# Capturing VHS or Hi-8 for Archiving or DVD Playback



## thecoalman (Mar 6, 2006)

Converting _analog_ VHS or Hi-8 to a _digital_ format is referred to as capturing, you're capturing the analog signal with a capable device and converting it to a digital format. This first initial step is the most important, many errors or problems cannot be fixed afterwards nor do you want to create any. There's many devices on the market for capturing and many methods. There is two distinct routes you can take, MPEG capture or AVI capture. Both have their pros and cons.

Here's a link to the complete and updated article:

http://www.nepadigital.com/articles/analog-capture.php


----------



## MysticEyes (Mar 30, 2002)

Good explanation. 'Sticky' material for sure.


----------



## thecoalman (Mar 6, 2006)

Thanks, I requested that it be stickied.


----------



## MysticEyes (Mar 30, 2002)

thecoalman said:


> Thanks, I requested that it be stickied.


So did I. :up:


----------



## Martial33 (Nov 1, 2002)

the Coalman

Great article! Thanks! Brings a lot to light.


----------



## JohnWill (Oct 19, 2002)

It's impossible to sticky all the good threads, since we'd have a couple of pages of static materials. What we are talking about is having a FAQ section that we can post this stuff in with an index. I'll mention it again to Mike, maybe we can get that going and have a place for posts like this. 

I'll stick this temporarily, because I agree it's a good treatment of the topic. Note that it can't stay there forever, hopefully we'll have a better solution by then.


----------



## Spidey23 (Mar 11, 2007)

:up:  Great article. Here is what I do...

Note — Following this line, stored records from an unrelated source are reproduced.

PR #1138, opened 2017-01-26
Fix order of credential providers

sczizzo:
According to the [Credentials Configuration documentation for Boto 3](https://boto3.readthedocs.io/en/latest/guide/configuration.html):

```
The order in which Boto3 searches for credentials is:

  1. Passing credentials as parameters in the boto.client() method
  2. Passing credentials as parameters when creating a Session object
  3. Environment variables
  4. Shared credential file (~/.aws/credentials)
  5. AWS config file (~/.aws/config)
  6. Assume Role provider
  7. Boto2 config file (/etc/boto.cfg and ~/.boto)
  8. Instance metadata service on an Amazon EC2 instance that has an IAM role configured.
```

However, looking at the definition of [`create_credential_resolver()`](https://github.com/boto/botocore/blob/4c6a23cbe39a3c54f96e3574278b3a164f2e4d30/botocore/credentials.py#L44-L82), the `AssumeRoleProvider` (_#_*6* above) is loaded _before_ the `SharedCredentialProvider` (_#_*4*) and `ConfigProvider` (_#_*5*). This PR fixes the ordering of these providers to reflect the documentation.

Supposing you're using temporary credentials through AWS's STS/assume-role facilities, before this change you may be prompted for an MFA code (even when valid credentials exist):
```
$ python
>>> import boto3, botocore
>>> botocore.session.Session().get_credentials()
Enter MFA code:
```

After this change, credentials are loaded automatically from the shared file, as expected:
```
$ python
>>> import boto3, botocore
>>> botocore.session.Session().get_credentials()
<botocore.credentials.Credentials object at 0x105192d90>
>>>
```

Environment information:
```
$ env | grep AWS
AWS_PROFILE=foobar
$ python --version
Python 2.7.13
$ pip --version
pip 9.0.1 from /usr/local/lib/python2.7/site-packages (python 2.7)
$ pip list | grep boto
boto (2.45.0)
boto3 (1.4.4)
botocore (1.5.5)
```

### DIFF
--- a/botocore/credentials.py
+++ b/botocore/credentials.py
@@ -82,7 +82,6 @@ def create_credential_resolver(session, cache=None):
     )
     providers = [
         env_provider,
-        assume_role_provider,
         SharedCredentialProvider(
             creds_filename=credential_file,
             profile_name=profile_name
@@ -92,6 +91,7 @@ def create_credential_resolver(session, cache=None):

I video tape our church services onto Hi-8. I use a Dazzle transfer device to my PC's USB port. I use Dazzle's software or Roxio 9 to capture the video from the camcorder to AVI format. The file size is about 8-10GB at this point. I then use Video Convert Master to convert the video to WMV format. I then upload it to Google Video for hosting. I then update the church web site to point to the video. I like Google because you can embed the html code right into your web site.

Links mentioned here:
Dazzle Products: http://www.pinnaclesys.com
Roxio: http://www.roxio.com
Video Convert Master: http://www.mcfunsoft.com


----------